The music industry has been recruiting specialists and developing this sort of technology for a while. These efforts previously peaked last August with Capitol Records notoriously signing its first-of-a-kind AI rapper, FN Meka, but then dropping him in the face of backlash to the supposed racial insensitivity of his lyrics and stylization. This backlash highlighted the big blind spots for AI: cultural context for genres and biographical context for artists and songs. VTubers like Meka can do a lot—they can take on distinct personalities, and they can build fan bases from scratch, but they can’t (yet) reliably negotiate the complex racial dynamics of hip-hop, and they certainly can’t (yet) date Selena Gomez. AI is, essentially, a black box of statistics and linguistics. It can, evidently, improve its simulation of some of this stuff, but its output will likely remain a distinct subset of art and culture. Its own genre, if you will.
It’s a little too late to reverse the incorporation of computers, at the expense of more traditional instruments, into modern music, and the fearful impulse to draw some bright line at the incorporation of artificial intelligence is a little too arbitrary. The distinction between artistry and technology isn’t as stark as suggested in the more hotheaded bits of that press release from UMG. It’s more of a spectrum—though admittedly one that seems to be pushing its futuristic extreme. Some of the anxiety in this context is less about the future of music and more about the present or the past couple of decades. Someone who hates Drake, or hates trap, or hates hip-hop, or hates pop—someone who resents the computerization of modern music in general—is likely to hear “Heart on My Sleeve” as a vindication of so many curmudgeonly complaints about audio overproduction.
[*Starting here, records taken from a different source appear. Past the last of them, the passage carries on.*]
PR #2986, opened 2026-09-07
uniffi_parse_rs: use the trait's own path for trait object references

flisky:
A `dyn Trait` reference resolved to a `Type::Trait` carrying the *referencing* module's path, while the metadata generated for the trait's definition carries the trait's own public path.  A reference from another module or crate (e.g. `Arc<dyn some_crate::module::Callback>` in a downstream binding crate) produced a type that matched no definition, failing downstream with "type module path not found".

Use `public_path_to_item` on the resolved trait, the same way the Record/Enum/Object arms already do.

part of #2972

### DIFF
--- a/uniffi_parse_rs/src/types.rs
+++ b/uniffi_parse_rs/src/types.rs
@@ -516,11 +516,17 @@ impl<'ir> RPath<'ir> {
                 }
                 let trait_path = self.resolve(ir, cache, trait_bounds[0], Namespace::Type)?;
                 match trait_path.item()? {
-                    Item::Trait(tr) => Ok(Type::Trait {
-                        module_path: self.path_string(),
-                        name: tr.ident.unraw().to_string(),
-                        export_ty: tr.attrs.export_ty,
-                    }),
+                    Item::Trait(tr) => {
+                        // Use the trait's own public path, not the referencing module's —
+                        // the reference must match the metadata generated for the trait's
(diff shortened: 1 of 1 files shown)


uniffi_parse_rs/src/types.rs
```diff
@@ -1127,6 +1133,16 @@ pub mod tests {
                 export_ty: TraitExportType::TraitInterface(TraitKind::RustOnly),
             })
         );
+        // Referenced from another module, the type must carry the trait's own module path,
+        // matching the metadata generated for the trait's definition
```
bendk: Again, I don't know "the type must carry the trait's own module path" means.  I think I understand "Referenced from another module," but this terminology is not used anywhere else and I'd like to avoid it.

bendk (changes requested):
The code looks great, I don't feel like the comments are useful.  In fact, they seem more confusing then helping them.  I'm assuming this was LLM-generated, tell me if that's not right.  How do you feel about removing the comments?

uniffi_parse_rs/src/types.rs
flisky: Yes, the LLM tends to be wordy.  Actually, it was more wordy in the first generation.

bendk (approved):
Thanks for the quick update, this is looking good now.

PR #2990, opened 2026-09-09
uniffi_parse_rs: resolve custom types by the type they cover

flisky:
Make the routes from the previous commit resolve, by keying custom types
on the type they cover rather than on the module that named them.

Build a crate-graph-wide registry mapping each custom type's underlying
type to the custom type item. For every `custom_type!`, the ident's
non-special binding in its module is resolved (following non-generic type
alias chains) and each step is registered by canonical item path; if the
chain ends in an unparsed crate, the final path is registered textually.

It's called `TypeMappingRegistry` rather than naming custom types: what a
mapping holds is the item that resolving the covered type should reach,
and nothing about the lookup is specific to custom types — a hand-written
`TypeId` impl declares the same kind of mapping, onto a builtin container.
Custom types are the only kind here.

Resolution consults the registry in two places: a type path that only
resolves in the (previously unused) NonUniffiType namespace is accepted
when a custom type covers it, and a global path into an unparsed crate
falls back to the textual registry before erroring. Between them these
cover every route, since the registry holds each step of the alias chain:
a local endpoint resolves through the first, an external one through the
second.

The registry is built eagerly by `LookupCache::new`, which replaces the
derived `Default` — the cache now needs the IR. `Ir::resolve_items` uses
`LookupCache::empty()` instead: the registry can only be built once the
items it maps are resolved, which is what that pass is doing. Building it
resolves paths itself, against a scratch cache whose registry is empty, so
those lookups see no registered custom types and nothing they memoize
survives into the caller's cache.

part of #2972

### DIFF
--- a/uniffi_parse_rs/src/test_src/custom_type_paths.rs
+++ b/uniffi_parse_rs/src/test_src/custom_type_paths.rs
@@ -1,0 +1,52 @@
+// Custom types resolved by the type they cover, not the module the macro was invoked in.
+//
+// The `custom_type!` invocations live in `registrations`; other modules name the
+// underlying types directly (through aliases, non-UniFFI structs, or paths into
+// unparsed crates) and must still resolve to the custom type.
+
+mod types {
+    // A non-UniFFI type covered by a custom type registered in another module
+    pub struct Concrete { }
+
+    // An alias to a type from an unparsed crate, covered by a custom type in another module
+    pub type ExternalAlias = external_crate::ExternalType;
+}
+
+mod registrations {
+    use crate::types::{Concrete, ExternalAlias};
+
+    uniffi::custom_type!(Concrete, String, {
+        remote,
+        into: |obj| obj.to_string(),
+        try_from: |s| s.parse(),
+    });
+
+    uniffi::custom_type!(ExternalAlias, String, {
+        remote,
+        into: |obj| obj.to_string(),
+        try_from: |s| s.parse(),
+    });
+
+    // A custom type over a local alias to an unparsed crate.  Other modules import the
+    // external type directly (`use external_crate2::Direct`) and never see this alias.
+    type Direct = external_crate2::Direct;
+
+    uniffi::custom_type!(Direct, String, {
+        remote,
+        into: |obj| obj.to_string(),
+        try_from: |s| s.parse(),
+    });
+}
+
+mod usage {
+    use external_crate2::Direct;
+
+    use crate::types::{Concrete, ExternalAlias};
+
+    #[derive(uniffi::Record)]
+    pub struct UsesCustomTypes {
+        pub concrete: Concrete,
+        pub aliased: ExternalAlias,
+        pub direct: Direct,
+    }
+}
--- a/uniffi_parse_rs/src/test_src/custom_type_paths2.rs
+++ b/uniffi_parse_rs/src/test_src/custom_type_paths2.rs
@@ -1,0 +1,12 @@
+// Mirrors a binding crate that reuses custom types implemented by `custom_type_paths`:
+// it names the underlying type straight from the unparsed crate, and that must resolve
+// to the custom type registered over in `custom_type_paths`.
+
+mod usage2 {
+    use external_crate2::Direct;
+
+    #[derive(uniffi::Record)]
+    pub struct BindingRecord {
+        pub direct: Direct,
+    }
+}
--- a/uniffi_parse_rs/src/ir.rs
+++ b/uniffi_parse_rs/src/ir.rs
@@ -151,7 +151,7 @@ impl Ir {
     }
 
     pub fn into_metadata_group_map(self) -> Result<MetadataGroupMap> {
-        let mut cache = LookupCache::default();
+        let mut cache = LookupCache::new(&self);
         self.crate_roots_and_paths()
             .map(|(mut module_path, module)| {
                 let mut group = MetadataGroup {
@@ -182,7 +182,9 @@ impl Ir {
 
         // Resolve the items
         let mut resolved_map = HashMap::new();
-        let mut cache = LookupCache::default();
+        // `LookupCache::empty()`, not `new()`: the type mapping registry can only be
+        // built once the items it maps are resolved, which is what's happening here.
+        let mut cache = LookupCache::empty();
         for crate_root in self.crate_roots.values() {
             crate_root.try_visit_modules_and_paths(|module, rpath| {
                 let Some(unresolved) = unresolved_map.remove(&module.id) else {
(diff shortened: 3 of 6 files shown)


uniffi_parse_rs/src/test_src/custom_type_paths.rs
```diff
@@ -0,0 +1,52 @@
+// Custom types resolved by the type they cover, not the module the macro was invoked in.
+//
+// The `custom_type!` invocations live in `registrations`; other modules name the
+// underlying types directly (through aliases, non-UniFFI structs, or paths into
+// unparsed crates) and must still resolve to the custom type.
```
bendk, line 5:
```suggestion
// Test custom types across different module paths. 
```

uniffi_parse_rs/src/test_src/custom_type_paths.rs
```diff
@@ -0,0 +1,52 @@
...
+
+mod types {
```
bendk, line 7:
```suggestion
mod type_definitions {
```

uniffi_parse_rs/src/test_src/custom_type_paths.rs
```diff
@@ -0,0 +1,52 @@
...
+    // A non-UniFFI type covered by a custom type registered in another module
+    pub struct Concrete { }
+
+    // An alias to a type from an unparsed crate, covered by a custom type in another module
+    pub type ExternalAlias = external_crate::ExternalType;
+}
+
+mod registrations {
```
bendk, line 15:
```suggestion
mod macro_calls {
```

uniffi_parse_rs/src/test_src/custom_type_paths.rs
```diff
@@ -0,0 +1,52 @@
+// Custom types resolved by the type they cover, not the module the macro was invoked in.
+//
+// The `custom_type!` invocations live in `registrations`; other modules name the
+// underlying types directly (through aliases, non-UniFFI structs, or paths into
+// unparsed crates) and must still resolve to the custom type.
+
+mod types {
+    // A non-UniFFI type covered by a custom type registered in another module
```
bendk, line 8:
```suggestion
```

uniffi_parse_rs/src/test_src/custom_type_paths.rs
```diff
@@ -0,0 +1,52 @@
...
+    pub struct Concrete { }
+
+    // An alias to a type from an unparsed crate, covered by a custom type in another module
+    pub type ExternalAlias = external_crate::ExternalType;
```
bendk, line 12: Let's call this a "remote type" rather than an "external type".  It's a subtle and annoying distinction, but external types come from other UniFFI-enabled crates, probably ones in your workspace.  These crates will be parsed.  Remote types come from non-UniFFI crates which won't be parsed.  I think the comment can be removed, since the meaning of "remote type" is documented in several places already.

uniffi_parse_rs/src/test_src/custom_type_paths.rs
```diff
@@ -0,0 +1,52 @@
...
+
+    uniffi::custom_type!(ExternalAlias, String, {
+        remote,
+        into: |obj| obj.to_string(),
+        try_from: |s| s.parse(),
+    });
+
+    // A custom type over a local alias to an unparsed crate.  Other modules import the
+    // external type directly (`use external_crate2::Direct`) and never see this alias.
+    type Direct = external_crate2::Direct;
```
bendk, line 32: Isn't this the same case as `ExternalAlias`/`RemoteAlias`?  I think it can be removed.

uniffi_parse_rs/src/test_src/custom_type_paths2.rs
```diff
@@ -0,0 +1,12 @@
+// Mirrors a binding crate that reuses custom types implemented by `custom_type_paths`:
+// it names the underlying type straight from the unparsed crate, and that must resolve
+// to the custom type registered over in `custom_type_paths`.
```
bendk, line 3: Let's remove this and add a comment on the field itself.

uniffi_parse_rs/src/test_src/custom_type_paths2.rs
```diff
@@ -0,0 +1,12 @@
...
+
+mod usage2 {
+    use external_crate2::Direct;
+
+    #[derive(uniffi::Record)]
+    pub struct BindingRecord {
```
bendk, line 9:
```suggestion
    pub struct BindingRecord {
        // Custom type defined in the `custom_type_paths` crate
```

uniffi_parse_rs/src/test_src/custom_type_paths.rs
```diff
@@ -0,0 +1,52 @@
...
+
+    // An alias to a type from an unparsed crate, covered by a custom type in another module
+    pub type ExternalAlias = external_crate::ExternalType;
+}
+
+mod registrations {
+    use crate::types::{Concrete, ExternalAlias};
+
+    uniffi::custom_type!(Concrete, String, {
+        remote,
```
bendk, line 19: This shouldn't have the `remote` attribute, since it's not a remote type.  Maybe `uniffi_parse_rs` should error out it if sees that attribute for local types.

bendk (changes requested):
Thanks for this one, I'm finally getting the issue here.

## The big picture

I think we should fix the non-remote case, however [the remote case presents some tricky questions](https://github.com/mozilla/uniffi-rs/issues/2994).  I'm not sure what the right solution is there and I'm kind of thinking the current behavior might actually be what we want.

How do you feel about addressing the local case now and leaving the remote case for later?  This means that you could import the `Concrete` type however you want, but when using the `ExternalType` and `Direct`, you would need to import from the module that contained the `custom_type!` macro call.

## The code

The examples are pretty good, but again the comments got to me.  I suggestions a handful of changes that make things clearer in my mind.

I feel like the code itself is overly complicated, maybe because it was addressing the remote case.  If we're only dealing with local items, I'm pretty sure this can all be handled by tweaking the `resolve_items()` code to add the custom type item to the module where the type was defined rather than the module with the `custom_type!` macro call.

How would you feel about me commandeering this PR and making the changes myself?  I'm only suggesting this because it's LLM code, which I think means that you're attached to it at all.  I'm not sure if that's the right way to handle this though, if you want to continue working on the code that's fine with me.

flisky:
I'm very glad if you would take over on this. The LLM could generate several solutions and bunches of code, and it's hard to me to dertermine which is better.

Sorry for the late response.

bendk:
> I'm very glad if you would take over on this. The LLM could generate several solutions and bunches of code, and it's hard to me to dertermine which is better.

I made https://github.com/mozilla/uniffi-rs/pull/3000 for this

> Sorry for the late response.

No problem at all, thanks for testing this and creating the failing test cases.  It's really useful to have examples.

If labels, artists, and fans were intent on diminishing the premium on natural talent, then what did we expect? If a producer equipped with fledgling software can more or less reconstitute the voices of two of the most popular artists in the world, then how good are they really, and who’s to say they shouldn’t be rivaled, if not outright replaced, by AI? Maybe we get the culture we deserve.
But it’s still a bit too early to be entirely pessimistic. Music and technology have a fraught relationship in some areas and a beautiful interaction in others. Maybe Ghostwriter just launched the annihilation of music as both art and profession, in a sure sign of darker days for humanity in the age of AI. Or maybe Ghostwriter, apparently a young musician himself, is pioneering a new genre with new tools—a tale as old as music itself.